TASK REQUIREMENTS: The answer is every line of the records that holds the word "vignesh", copied in full.

DATA FOR THE TASK:

[Start of Attachment]

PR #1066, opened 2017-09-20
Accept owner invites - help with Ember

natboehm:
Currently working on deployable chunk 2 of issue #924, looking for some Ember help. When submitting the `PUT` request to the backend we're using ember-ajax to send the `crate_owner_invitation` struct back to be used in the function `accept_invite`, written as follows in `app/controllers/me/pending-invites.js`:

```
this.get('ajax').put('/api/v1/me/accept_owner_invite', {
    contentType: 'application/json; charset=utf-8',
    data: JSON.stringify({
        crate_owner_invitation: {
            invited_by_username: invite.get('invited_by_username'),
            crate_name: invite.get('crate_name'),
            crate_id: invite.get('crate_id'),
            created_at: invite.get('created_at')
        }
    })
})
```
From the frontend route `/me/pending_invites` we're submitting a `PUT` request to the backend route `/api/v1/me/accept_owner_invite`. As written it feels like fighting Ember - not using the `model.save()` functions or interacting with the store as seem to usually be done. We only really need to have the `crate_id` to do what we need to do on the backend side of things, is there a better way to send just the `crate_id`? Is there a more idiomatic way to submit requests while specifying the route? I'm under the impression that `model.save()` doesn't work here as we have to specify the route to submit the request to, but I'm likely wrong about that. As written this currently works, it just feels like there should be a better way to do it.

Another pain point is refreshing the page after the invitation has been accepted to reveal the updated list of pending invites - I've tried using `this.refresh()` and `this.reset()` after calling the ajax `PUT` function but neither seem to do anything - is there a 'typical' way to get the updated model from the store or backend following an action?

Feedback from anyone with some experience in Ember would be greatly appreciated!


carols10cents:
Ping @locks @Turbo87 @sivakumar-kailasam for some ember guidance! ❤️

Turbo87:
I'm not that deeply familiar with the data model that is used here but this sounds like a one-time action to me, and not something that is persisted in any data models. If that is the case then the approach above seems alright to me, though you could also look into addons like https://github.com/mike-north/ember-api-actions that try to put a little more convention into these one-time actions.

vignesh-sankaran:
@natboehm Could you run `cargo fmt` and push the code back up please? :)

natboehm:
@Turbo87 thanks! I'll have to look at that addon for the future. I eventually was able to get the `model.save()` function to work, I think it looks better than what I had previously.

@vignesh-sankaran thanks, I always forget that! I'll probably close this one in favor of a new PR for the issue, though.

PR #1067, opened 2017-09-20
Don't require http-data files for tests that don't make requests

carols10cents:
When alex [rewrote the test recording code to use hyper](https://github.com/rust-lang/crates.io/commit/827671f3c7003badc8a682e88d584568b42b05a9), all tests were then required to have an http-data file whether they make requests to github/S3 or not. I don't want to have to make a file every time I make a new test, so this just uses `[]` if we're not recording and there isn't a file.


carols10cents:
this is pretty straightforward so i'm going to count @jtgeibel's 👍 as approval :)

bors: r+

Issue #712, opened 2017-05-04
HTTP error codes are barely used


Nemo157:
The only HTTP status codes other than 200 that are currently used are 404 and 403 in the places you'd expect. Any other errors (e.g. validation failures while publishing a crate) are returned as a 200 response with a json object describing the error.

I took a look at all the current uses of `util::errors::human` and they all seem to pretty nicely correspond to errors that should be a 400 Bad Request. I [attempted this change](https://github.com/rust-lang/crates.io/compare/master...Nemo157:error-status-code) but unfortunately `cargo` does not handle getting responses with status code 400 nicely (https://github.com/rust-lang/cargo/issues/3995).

[End of Attachment]

RESPONSE:
vignesh-sankaran:
@vignesh-sankaran thanks, I always forget that! I'll probably close this one in favor of a new PR for the issue, though.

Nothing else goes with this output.